If you run your own PKI, you might also check a CA certificate for expiration with

icinga2::additional_server_role:
  - 'ca-cert'

icinga2::service_check::customize:
  'CA Certificate Expiration':
    ssl_cert_files:
      - '/etc/my_pki/ca.pem'

Here the warning is below 180 days and below 30 days is critical by default.

Check for Systemd Service Status

To check if a daemon or service has been successfully started by systemd configure:

icinga2::custom_service:
  'XRDP Active':
     template: 'st-agent-awi-lx-service-active'
     vars:
       criticality: 'A'
       service_names:
        - 'xrdp'
        - 'xrdp-sesman'

The name (here XRDP Active) needs to be unique over all Icinga "services" of a single host. The service_names variable needs to contain one or more name of systemd services to be monitored.

You can create multiple of these checks.

External Connection Checks (Active Checks)

For this we have fully custom service checks.

Below example is for a RDP port:

icinga2::custom_service:
  'RDP Access':
     command: 'tcp'
     agent: false
     perf_data: true
     vars:
       criticality: 'A'
       tcp_port: 3389

Possible commands are http, tcp, udp, ssl, ssh or ftp.

Note if you want to reference the hostname, you might use a macro, e.g.:

    http_vhost: '$host.name$'

Note that macros only work for check command arguments.

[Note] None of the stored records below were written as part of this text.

PR #7194, opened 2025-06-18
Don't let Save() remove xmatter attribute changes in publish (BL-14907)

JohnThomson:
This change is [Reviewable](https://reviewable.io/reviews/BloomBooks/BloomDesktop/7194)

### DIFF
--- a/src/BloomExe/Book/Book.cs
+++ b/src/BloomExe/Book/Book.cs
@@ -4709,7 +4709,7 @@ namespace Bloom.Book
             }
         }
 
-        public void Save()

The actual service name is up to you, it only needs to be unique.

Other Custom Checks

It is possible to create a very custom check. But note the command or service template used needs to be available/configured by some other means on the Icinga Master. The check plugin executed on the Icinga Satellite or by the Icinga agent needs also to be already available or distributed by other means. So please reach out to the Linux Team to check how to do it best and to ensure that all is in place.

icinga2::custom_service:
  'My Service Check 1':
     template: st-agent-lf-file-size
     vars:
       criticality: 'B'
       file_size_filename: '/var/my/growing/file'
       file_size_warning = '100M'
       file_size_critical = '200M'
  'My Service Check 2':
     command: 'tcp'
     agent: false
     vars:
       criticality: 'A'
       tcp_port: 3389
     perf_data: true

Below icinga2::custom_service set the name of the service/service check as it will be seen in Icingaweb. Then the possible arguments are

  • command to issue a check command
  • template to inherit from given service template
  • agent shall the command run on the agent or the satellite, only if themplate is not set, default is true
  • vars hash with arguments for the service check
  • perf_data if performance data should be recorded and performance graph should be shown, default is false

You are free in the use of the actual service name, it only needs to be unique.